Stored data:
****************
PR #4275, opened 2025-03-25
Remove `multi_region_output_writers.jl`

tomchor:
Based on @glwagner's comment: https://github.com/CliMA/Oceananigans.jl/pull/4210#issuecomment-2731499084

I don't see this being used/tested anywhere so tests should pass as they are.


tomchor:
@glwagner can you confirm that this is indeed desirable?

simone-silvestri:
I guess if the tests pass, we can remove the file.
maybe an easy test would show if we need this file or not. I am not sure the output writing infrastructure is tested.
Maybe something like
```julia
grid = RectilinearGrid(size = (10, 10, 10), extent = (1, 1, 1))
grid = MultiRegionGrid(grid, partition=XPartition(2))
model = HydrostaticFreeSurfaceModel(; grid)
sim = Simulation(model; kw...)

sim.output_writers[:test] = JLD2Writer(args..., kwargs...)
run!(simulation)
```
****************
Exercise details
What's needed is an exact copy of every entry.

Answer to this problem
PR #4275, opened 2025-03-25
Remove `multi_region_output_writers.jl`

tomchor:
Based on @glwagner's comment: https://github.com/CliMA/Oceananigans.jl/pull/4210#issuecomment-2731499084

I don't see this being used/tested anywhere so tests should pass as they are.


tomchor:
@glwagner can you confirm that this is indeed desirable?

simone-silvestri:
I guess if the tests pass, we can remove the file.
maybe an easy test would show if we need this file or not. I am not sure the output writing infrastructure is tested.
Maybe something like
```julia
grid = RectilinearGrid(size = (10, 10, 10), extent = (1, 1, 1))
grid = MultiRegionGrid(grid, partition=XPartition(2))
model = HydrostaticFreeSurfaceModel(; grid)
sim = Simulation(model; kw...)

sim.output_writers[:test] = JLD2Writer(args..., kwargs...)
run!(simulation)
```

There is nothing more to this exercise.